◆ ACTION ITEM: Look through the data that follows and say how many of its lines contain "approved", giving the number only.

◆ Stored items:
___

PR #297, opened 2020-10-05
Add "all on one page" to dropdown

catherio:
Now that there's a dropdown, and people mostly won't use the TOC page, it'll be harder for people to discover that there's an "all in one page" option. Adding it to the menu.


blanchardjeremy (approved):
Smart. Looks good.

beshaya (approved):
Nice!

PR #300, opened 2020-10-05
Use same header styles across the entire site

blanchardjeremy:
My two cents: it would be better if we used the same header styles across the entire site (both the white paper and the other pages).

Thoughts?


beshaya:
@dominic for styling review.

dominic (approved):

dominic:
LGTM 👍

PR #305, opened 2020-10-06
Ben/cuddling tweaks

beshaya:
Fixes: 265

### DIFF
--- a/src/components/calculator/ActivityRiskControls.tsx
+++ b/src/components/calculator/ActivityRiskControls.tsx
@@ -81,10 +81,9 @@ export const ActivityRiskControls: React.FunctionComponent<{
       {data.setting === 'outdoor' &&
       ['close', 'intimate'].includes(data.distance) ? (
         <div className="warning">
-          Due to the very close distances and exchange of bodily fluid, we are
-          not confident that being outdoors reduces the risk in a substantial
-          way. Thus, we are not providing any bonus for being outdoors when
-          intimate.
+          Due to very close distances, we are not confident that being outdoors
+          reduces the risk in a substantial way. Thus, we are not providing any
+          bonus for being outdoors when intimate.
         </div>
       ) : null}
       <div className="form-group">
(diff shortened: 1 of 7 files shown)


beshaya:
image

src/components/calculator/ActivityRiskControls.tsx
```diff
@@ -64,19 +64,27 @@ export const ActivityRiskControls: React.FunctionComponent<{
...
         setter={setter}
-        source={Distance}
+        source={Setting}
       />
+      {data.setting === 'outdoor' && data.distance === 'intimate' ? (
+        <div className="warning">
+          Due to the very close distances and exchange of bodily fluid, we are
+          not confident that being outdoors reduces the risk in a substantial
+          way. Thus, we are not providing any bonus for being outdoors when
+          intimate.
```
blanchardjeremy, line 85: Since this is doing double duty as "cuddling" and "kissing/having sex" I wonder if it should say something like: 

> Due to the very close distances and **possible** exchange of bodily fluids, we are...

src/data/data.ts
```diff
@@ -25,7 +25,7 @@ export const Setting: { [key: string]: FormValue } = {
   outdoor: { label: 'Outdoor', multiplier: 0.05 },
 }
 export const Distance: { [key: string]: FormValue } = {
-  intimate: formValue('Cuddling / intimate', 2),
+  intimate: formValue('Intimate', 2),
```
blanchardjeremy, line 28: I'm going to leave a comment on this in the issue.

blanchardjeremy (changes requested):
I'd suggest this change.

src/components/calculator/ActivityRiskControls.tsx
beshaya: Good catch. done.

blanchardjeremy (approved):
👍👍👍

___

◆ OUTPUT FOR THIS TASK: 4